It is not a small part of who he is, his image to the public eye is carefully and resourcefully crafted to present a very specific character. This would be the weak point of an ILI since their point of least resistance is Fe. How to come across, how to engage others and how to create this elaborate of an appearance to ones own self-expression is comparable with Lady GaGa in the extremity and length in which they will pursue this expression. A lot of EIEs chose a more modest appearance for sure, but if so it is just not in their interest to take it to such great lengths, even if they are perfectly able to do so.

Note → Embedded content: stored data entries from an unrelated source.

PR #593, opened 2021-01-17
feat: add lint_with_ast API

### LINKED ISSUE #580: Add API to lint AST instead of source code
For the purpose of https://github.com/denoland/deno/issues/8641 we should have additional APIs on `Linter` struct that allows to pass already parsed AST instead of source code.

Current API:
https://github.com/denoland/deno_lint/blob/14a4dccfbd84e13f3fc2e245961f3c84f3ffc339/src/linter.rs#L212-L216

Proposed API:
```rust
  pub fn lint_ast(
    &mut self,
    file_name: String,
    ast: swc_ecmascript::ast::Program,
  ) -> Result<
    (Rc<swc_common::SourceFile>, Vec<LintDiagnostic>),
    SwcDiagnosticBuffer,
  >
```

magurotuna:
This PR adds a new public API `lint_with_ast`. Here's its signature:

```rust
pub fn lint_with_ast(
    &mut self,
    file_name: String,
    ast: &swc_ecmascript::ast::Program,
    comments: swc_common::comments::SingleThreadedComments,
    source_map: Rc<SourceMap>,
  ) -> Result<
    (Rc<swc_common::SourceFile>, Vec<LintDiagnostic>),
    SwcDiagnosticBuffer,
  >
```

where `self` is struct of `Linter`.

The proposed API signature in #580 didn't have `comments` and `source_map` as parameters, but it seems they are also required to lint.
I tried to see if it was possible for `comments` to be an immutable reference rather than the value itself, but in vain. Still it works well, though.

Closes #580

### DIFF
--- a/src/ast_parser.rs
+++ b/src/ast_parser.rs
@@ -162,6 +162,8 @@ impl AstParser {
     syntax: Syntax,
     source_code: &str,
   ) -> Result<(ast::Program, SingleThreadedComments), SwcDiagnosticBuffer> {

This does by no means that his internal landscape is flat, rather the opposite, it is an expression of something inside of him. EIEs also use "Ni introspection". Only analyzing his way of thinking can be misleading, because it is not only the internal landscape that defines a person, and less so when it comes to socionics. Fe is operating outside of the internal world, and not recognizing his flamboyance and his disposition to create an appearance for effect and impact, along with his lyrics which are carefully crafted to accompany it is to look past is strong Fe.


----------



## Entropic (Jun 15, 2012)

Inguz said:


> It is not a small part of who he is, his image to the public eye is carefully and resourcefully crafted to present a very specific character.


Because type 4? He's a core image type. Of course he cares about his image. It doesn't mean that his image is all that he is. That's extremely reductionist. Furthermore, having an image is not equivalent to Fe either. 



> This would be the weak point of an ILI since their point of least resistance is Fe.


So weak Fe types cannot be image types? Ok. Nice logic. How about you analyze his cognitive preferences based on model A rather than how he appears as? Analyze his thinking patterns rather than his behavior? 



> How to come across, how to engage others and how to create this elaborate of an appearance to ones own self-expression is comparable with Lady GaGa in the extremity and length in which they will pursue this expression.


I've never seen anyone suggest Fe for Lady Gaga either. Flamboyant image isn't the same as Fe or Fi. They are information processes. You would have to prove how his psyche is oriented towards Fe as an information process, not based on his style, but based on his thinking and interaction with other people and how that if anything, would be reflected in his style. 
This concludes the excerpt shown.